__Data provided__:
Issue #3168, opened 2022-12-20
'verovio-module.js' does not provide an export named 'default'


sonovice:
**Describe the problem**
When using the official NPM package, this code works without any problems:

Shell:
```bash
npm install verovio
```

JS:
```javascript
import createVerovioModule from 'verovio/wasm';
import { VerovioToolkit } from 'verovio/esm';

const mei_string = "..."; // some valid MEI data

createVerovioModule().then(VerovioModule => {
    const vrv = new VerovioToolkit(VerovioModule);
    vrv.loadData(mei_string);
    const data = vrv.renderToSVG(1);
    console.log(data);
});
```

However, if I build the package locally using the `emscripten/buildNpmPackage` script and try to use it, it fails with the following error:
```
Uncaught SyntaxError: The requested module '/@fs/home/simon/Repositories/verovio/emscripten/npm/dist/verovio-module.js' does not provide an export named 'default'
```

**To Reproduce**
```bash
mkdir -p ~/verovio
git clone https://github.com/rism-digital/verovio ~/verovio
cd verovio/emscripten
./buildNpmPackage

cd ~/app # go to JS source code
npm install ~/verovio/emscripten/npm
npm run dev # depends on the project, of course
```

**Environment information (as appropriate)**
 - OS: Linux x64 with Kernel v6.0.6
 - Emscripten: v3.1.28
 - Browser: All

WolfgangDrescher:
Are you using `"type": "module"` in your `package.json`? There was no full support for asynchronous ES6 modules in emscripten until v3.1.27. This is why the current build of `verovio-module.js` is actually a CommonJS module. ESM can import CommonJS modules if they just expose a default export (which is the case for verovio). If you have `"type": "module"` in your `package.json`, then `.js` files will be treated as ESM ("`.mjs`"). You can force CommonJS modules by using `.cjs` as file extension:

https://stackoverflow.com/a/57492606/9009012

> Node.js will treat `.cjs` files as CommonJS modules and `.mjs` files as ECMAScript modules. It will treat `.js` files as whatever the default module system for the project is (which is CommonJS unless package.json says `"type": "module",`).

Recently there was some progress and https://github.com/emscripten-core/emscripten/issues/11792 was implemented in https://github.com/emscripten-core/emscripten/pull/17915.

[...]

PR #3174, opened 2022-12-21
Build modularized JS toolkit with support for `-s EXPORT_ES6`

WolfgangDrescher:
Related to https://github.com/rism-digital/verovio/issues/3168.

Recently there was some progress in emscripten to support ECMAScript modules and https://github.com/emscripten-core/emscripten/issues/11792 was implemented in https://github.com/emscripten-core/emscripten/pull/17915. This means that since `em++` v3.1.27 we can use the `EXPORT_ES6` flag to generate an ESM build of the emscripten module instead of a CommonJS module (that can be imported with ESM).

Is there anything I can add to force usage of em++ v3.1.27?

I did some tests an even without 3bca155 everything did work just fine in my project. But adding `mjs` as file extension will probably be the safer method to ensure the verovio-module will be used with ESM. For other usage you can still use `verovio-toolkit-wasm.js` with CommonJS due to the UMD format.

Probably this won't fix all cases when using verovio with bundlers (see this comment https://github.com/emscripten-core/emscripten/issues/11792#issuecomment-1319507031) but it should still improve ESM support.

### DIFF
--- a/cmake/CMakeLists.txt
+++ b/cmake/CMakeLists.txt
@@ -193,6 +193,9 @@ if (BUILD_AS_LIBRARY)
 ###########
 
 elseif (BUILD_AS_WASM)
+    if (EMSCRIPTEN_VERSION VERSION_LESS "3.1.27")
+        message(FATAL_ERROR "You need em++ 3.1.27 or greater")
+    endif()
     message(STATUS "***** Building Verovio as WASM BC *****")
     add_library(verovio STATIC ../tools/c_wrapper.cpp ${all_SRC})
 
--- a/emscripten/buildNpmPackage
+++ b/emscripten/buildNpmPackage
@@ -1,4 +1,5 @@
 #!/bin/bash
+set -e -o pipefail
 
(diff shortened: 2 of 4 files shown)


lpugin:
Thanks! 
 
> Is there anything I can add to force usage of em++ v3.1.27?

Could you try to add this to the cmake file (in `elseif (BUILD_AS_WASM)`:
```
    if (EMSCRIPTEN_VERSION VERSION_LESS "3.1.27")
        message(FATAL_ERROR "You need em++ 3.1.27 or greater")
    endif()
```

WolfgangDrescher:
Thanks, I added your snippet into CMakeLists.txt.

Additionally I improved error handling in `buildToolkit` (die when `system($cmakeCmd)` fails) and `buildNpmPackage` (script will stop at the first fatal error). Without this `buildToolkit` would still compile and link something but display red messages and `buildNpmPackage` would still build a corrupted toolkit and bundle something with `npm`.

PR #3178, opened 2022-12-23
Fix memory leak

valeriyvan:


lpugin (changes requested):
No, there is no memory leak here. The `fermata` is added to the measure in `Measure::ConvertMarkupAnalyticalEnd`.

I agree it is not intuitive. It could be better documented or the name of the method could be changed to make it clearer. Suggestion welcome.

PR #3198, opened 2023-01-11
Fix extend import for MusicXML figure 

rettinghaus:
This fixes a small issue with creating empty `harm` elements for extender stops, like:

```xml
<figured-bass>
   <figure>
      <extend type="stop" />
   </figure>
</figured-bass>
```

### DIFF
--- a/src/iomusxml.cpp
+++ b/src/iomusxml.cpp
@@ -2480,8 +2480,8 @@ void MusicXmlInput::ReadMusicXmlFigures(pugi::xml_node node, Measure *measure, c
     if (!figures.empty()) {
         Harm *harm = new Harm();
         Fb *fb = new Fb();
-        for (auto iter = figures.begin(); iter != figures.end(); ++iter) {
-            fb->AddChild(*iter);
+        for (auto &fig : figures) {
+            fb->AddChild(fig);
         }
         harm->AddChild(fb);
         harm->SetTstamp((double)(m_durTotal + m_durFb) * (double)m_meterUnit / (double)(4 * m_ppq) + 1.0);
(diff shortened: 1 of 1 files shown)


src/iomusxml.cpp
```diff
@@ -2450,35 +2450,40 @@ void MusicXmlInput::ReadMusicXmlFigures(pugi::xml_node node, Measure *measure, c
...
-        harm->SetTstamp((double)(m_durTotal + m_durFb) * (double)m_meterUnit / (double)(4 * m_ppq) + 1.0);
-        m_durFb += node.child("duration").text().as_int();
-        m_controlElements.push_back({ measureNum, harm });
-        m_harmStack.push_back(harm);
+        Text *text = new Text();
+        text->SetText(UTF8to32(textStr));
+        f->AddChild(text);
+        fb->AddChild(f);
     }
+    if (!fb->GetFirst()) return;
```
lpugin, line 2481: This creates a memory leak

rettinghaus: Then why isn't this:
https://github.com/rism-digital/verovio/blob/b5325efb83d770710610538fd498d600a64623d2/src/view_control.cpp#L2173

lpugin: I am not sure why you are pointing to that and the purpose of the comparison.

You allocate a `Harm`on the heap line 2455, and then a `Fb`, and then exit the function without doing anything with them. This creates a memory leak.

rettinghaus: Oh, sorry! I thought you meant `->GetFirst`. You're right of cause.

src/iomusxml.cpp
```diff
@@ -2476,14 +2475,21 @@ void MusicXmlInput::ReadMusicXmlFigures(pugi::xml_node node, Measure *measure, c
         Text *text = new Text();
         text->SetText(UTF8to32(textStr));
         f->AddChild(text);
-        fb->AddChild(f);
+        figures.push_back(f);
+    }
+    if (!figures.empty()) {
```
lpugin, line 2480: I think it would be a bit clearer here to return if the vector is empty instead of having an `if` block if not empty – since nothing is happening after it anyway

src/iomusxml.cpp
```diff
@@ -2476,14 +2475,21 @@ void MusicXmlInput::ReadMusicXmlFigures(pugi::xml_node node, Measure *measure, c
...
+        Harm *harm = new Harm();
+        Fb *fb = new Fb();
+        for (auto iter = figures.begin(); iter != figures.end(); ++iter) {
```
lpugin, line 2483: You can use a C++11 range loop here which is more compact

lpugin (commented):
Thanks. The memory leak is gone!

src/iomusxml.cpp
rettinghaus: sure

PR #3202, opened 2023-01-12
Use pen width for bounding boxes

DavidBauer1984:
This PR unifies the handling of pen width for bounding boxes and adds consideration of pen width for polygons and polylines.

As a consequence, in some cases the bounding boxes of endings now slightly horizontally overlap. We instruct the layout that this is OK. See Ending-002 in the test suite.

### DIFF
--- a/include/vrv/bboxdevicecontext.h
+++ b/include/vrv/bboxdevicecontext.h
@@ -159,6 +159,11 @@ private:
      */
     void ResetGraphicRotation();
 
+    /**
+     * Get the overlap due to pen width on the left/right
+     */
+    std::pair<int, int> GetPenWidthOverlap() const;
+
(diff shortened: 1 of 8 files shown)


DavidBauer1984:
There is a regression in `Ending-002`. Investigating ...

lpugin:
If I understand correctly, the endings where pushing themselves up 
image
I think it would be better simply to shorten their length and avoid they touch instead of allowing for some overlap. I would visually be better too in my opinion

DavidBauer1984:
Yes, if we don't allow for overlap, then the endings are pushing themselves up. I'll see what I can do to horizontally separate them. Anyway, this PR has taken a funny transition from bounding boxes to endings :)

PR #3204, opened 2023-01-12
Humdrum: Support for negative figured bass numbers

WolfgangDrescher:
In preparation for the upcoming feature for automatically generated figured bass numbers in https://github.com/craigsapp/humlib/pull/53 I am adding functionality for negative numbers to iohumdrum.cpp.

For figured bass this is probably not important as I have never seen negative figured bass numbers. But since this can also create an *Intervallsatz* I think it's a good idea a enable support for negative numbers.

@craigsapp and I have been discussing about the signifier. I chose `m` for `minus` since it probably won't be necessary to add a plus sign for positive numbers in future.

Negative numbers can be encoded by adding the `m` signifier:

```tsv
**kern	**kern	**fb
*clefG2	*clefG2	*
4cc	4f	m5
4cc	4a#	#m3
*-	*-	*-
```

__Task description__: Look above for the line containing "- Emscripten: v3.1.28" and the line containing "Related to https://github.com/rism-digital/verovio/issues/3168.". Transcribe both, with the lines between them, exactly.

__Problem solution__:
 - Emscripten: v3.1.28
 - Browser: All

WolfgangDrescher:
Are you using `"type": "module"` in your `package.json`? There was no full support for asynchronous ES6 modules in emscripten until v3.1.27. This is why the current build of `verovio-module.js` is actually a CommonJS module. ESM can import CommonJS modules if they just expose a default export (which is the case for verovio). If you have `"type": "module"` in your `package.json`, then `.js` files will be treated as ESM ("`.mjs`"). You can force CommonJS modules by using `.cjs` as file extension:

https://stackoverflow.com/a/57492606/9009012

> Node.js will treat `.cjs` files as CommonJS modules and `.mjs` files as ECMAScript modules. It will treat `.js` files as whatever the default module system for the project is (which is CommonJS unless package.json says `"type": "module",`).

Recently there was some progress and https://github.com/emscripten-core/emscripten/issues/11792 was implemented in https://github.com/emscripten-core/emscripten/pull/17915.

[...]

PR #3174, opened 2022-12-21
Build modularized JS toolkit with support for `-s EXPORT_ES6`

WolfgangDrescher:
Related to https://github.com/rism-digital/verovio/issues/3168.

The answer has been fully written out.